Let $S_0$ and $S_1$ be two countable infinite sets(in case when either is finite the proof trivial), that is,
\[\exists f_0 : S_0 \rightarrow \mathbb{N}\] and
\[\exists f_1 : S_1 \rightarrow \mathbb{N}\]
such that $f_0$ and $f_1$ are bijections,
then the set $S = S_0 \cup S_1$ is also countable meaning that
\[\exists f: S \rightarrow \mathbb{N}\] so that $f$ is a bijection.
To construct such a map $f$ all the elements in $S_0$ to all the all the even naturals and all the elements in $S_1$ to the even naturals, so
\[S_0 = \{a_0, a_1 , a_2 , \hdots\}\]
\[S_1 = \{b_0, b_1 , b_2 , \hdots\}\]
let \[f(a_n) = 2n\] and \[f(b_n) = 2n + 1\]
Such a map is surjective because we cover all cases modulo $2$ and hence all the integers, and this map is injective because $f$ is injective on all $a$'s and $b$'s separately.
Either using induction or using a similar argument with the naturals modulo $k$ for any finite $k$ we can show that the union of any $k$ countable sets is also countable
$S = S_0 \cup S_1 \cup S_2 \hdots \cup S_k$.
* Larger Unions?
We know that an arbitrary union of countable sets is not necessarily countable.
Consider as a counterexample the union of all singletons $\{r\}, r \in \mathbb{R}$, this is $\mathbb{R}$ itself which we know not to be countable.
It turns out that a countable union of countable sets is countable, to show this we *cannot* use a induction or a modulo $k$ argument.

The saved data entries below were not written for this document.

PR #4637, opened 2022-06-12
rewrite deployment docs

davidism:
Completely rewrite the deployment docs. Documents the following:

* Gunicorn, with sync, gevent, or eventlet workers
* Waitress
* mod_wsgi-express
* uwsgi, without special nginx/apache uwsgi support, with sync or gevent workers
* gevent
* eventlet
* WSGI server pages all use a standard format. Show how to install in a virtualenv and run with an app or factory. Shows how to listen on external addresses, discusses not running as root and using a reverse proxy instead (except for mod_wsgi). Servers that support async workers show how and why to use them.
* Using `ProxyFix` when behind a reverse proxy or hosting platform
* nginx
* Apache httpd
* HTTP server pages give a brief overview of acquiring a domain name or editing the hosts file.
* Keeps links to the most common hosting platforms, links to `ProxyFix` docs as well.

I will copy this to Werkzeug's docs as well.


davidism:
Removed the recommendation to install `mod_wsgi-standalone`, as it turns out it's not recommended for normal use. a9878c018bdecc377788204a3bc93497ec1f050a @GrahamDumpleton

davidism:
Docs can be read here: https://flask.palletsprojects.com/en/2.1.x/deploying/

The key idea in the modulo k argument is that there are $k$ equivalence classes and hence we can break the Naturals into $k$ infinite countable sequences(countable infinite sets), but can we break the naturals into infinitely many infinite sub-sequences? - Yes.

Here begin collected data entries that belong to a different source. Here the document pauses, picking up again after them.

PR #4645, opened 2022-06-17
Use timezone aware datetime object on session

kkirsche:
Naïve datetime objects are discouraged in https://docs.python.org/3/library/datetime.html#datetime.datetime.utcnow

> Warning Because naive datetime objects are treated by many datetime methods as local times, it is preferred to use aware datetimes to represent times in UTC. As such, the recommended way to create an object representing the current time in UTC is by calling datetime.now(timezone.utc).

- fixes N/A

Checklist:

### DIFF
--- a/CHANGES.rst
+++ b/CHANGES.rst
@@ -36,6 +36,8 @@ Unreleased
 -   It is no longer required to decorate custom CLI commands on
     ``app.cli`` or ``blueprint.cli`` with ``@with_appcontext``, an app
     context will already be active at that point. :issue:`2410`
+-   ``SessionInterface.get_expiration_time`` uses a timezone-aware
+    value. :pr:`4645`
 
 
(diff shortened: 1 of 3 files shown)


kkirsche:
Sorry for not including all the contributing items. Some of the entries if you are open to this change I will do once I update my personal access token (can't work with this repo on the CLI right now due to not having the workflow permission authorized from the CLI)

davidism:
I updated everything else to be timezone aware, this makes sense too. This case is already treated as UTC in `set_cookie`, but might as well be consistent.

kkirsche:
1. Changes entry added
2. I don't believe that there is a relevant documentation update, but please let me know if that's incorrect
3. Existing tests related to verifying the session's expiration cover this, I believe


Please let me know if there is anything else you need and I'll do my best to provide those updates

PR #4648, opened 2022-06-18
Modified bluprints.py and debughelpers.py to adhere more to PEP8 stan…

cattells:
…dards

This did not seem to fall into any criteria for creating an issue ticket

Checklist:

### DIFF
--- a/src/flask/blueprints.py
+++ b/src/flask/blueprints.py
@@ -12,6 +12,7 @@ from .scaffold import setupmethod
 if t.TYPE_CHECKING:  # pragma: no cover
     from .app import Flask
 
+
 DeferredSetupFunction = t.Callable[["BlueprintSetupState"], t.Callable]
 
 
@@ -68,6 +69,7 @@ class BlueprintSetupState:
         self.url_defaults = dict(self.blueprint.url_values_defaults)
         self.url_defaults.update(self.options.get("url_defaults", ()))
 
+
     def add_url_rule(
         self,
         rule: str,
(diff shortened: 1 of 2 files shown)


cattells:
There are some inconsistencies regarding blank lines/whitespace. For example, according to the PEP-257 Docstring Conventions, there should not be a blank line before or after any docstrings unless the docstring is for a class (not a function/method). This is only a recommendation per PEP-257, so it does not have to be changed, however there are many functions/methods without a blank line after their respective docstrings, so inconsistencies do exist, and the file may appear to be more congruent if the spacing was uniform throughout.

Some docstrings are a bit wordy. I think that some of the details provided in the docstrings (such as version changes) may be relocated to some documentation file or other form of version tracking, like on Github. This is a suggestion however I did not change this because it did not seem appropriate for me to do.

Some methods are missing docstrings entirely. I marked these with # TODO, as I did not change this because it did not seem appropriate for me to do.

@setupmethod decorator is never described. If one is not familiar with this particular import, then we do not know its purpose. It is referenced many times, so it would be helpful to at least include some comments.

Debughelpers.py
These problems occur throughout. The next file that I found with complications was debughelpers.py. In this file, we also encounter the same inconsistencies regarding blank lines following docstrings. Once again, not all methods have docstrings. Additionally, there are inconsistencies with whitespace throughout. I think that whitespace would greatly increase readability.

davidism:
Thanks for your interest. However, these changes are not needed, and we already use tools to enforce code style.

The first time I encountered this it was supposed to be justified was by observing that the Naturals can be arranged into the following two dimensional array,
\begin{matrix}
\, \\
0 & 1 & 3 & 6 & \dots \\
2 & 4 & 7 & \dots \\
5 & 8 & \dots \\
9 & \dots \\
\vdots
\end{matrix}
Although this is convincing, a thought process that would lead me to come up with this eluded me until now, I explain this thought process below.
* The Argument
In the modulo $k$ argument we have a constant gap between each consecutive element of a sequence, because of this we are limited by the gap size($k$). So the key idea is constructing such a partitioning of the Naturals is to keep increasing the gap size, but since the gap size is finite at any point we can only have elements from a finite number of the countably infinite sub-sequences at any particular, so we are forced to start subsequent sub-sequences at larger and larger points.
The most simple way to increase the gap size in this way is to keep increasing it by one after each gap.
[[pics/Countable_union_of_Countable_sets.jpg][image]]
Look at the $0^{th}$ sequence we just get the [[https://en.wikipedia.org/wiki/Triangular_number][Triangular numbers]] and zero.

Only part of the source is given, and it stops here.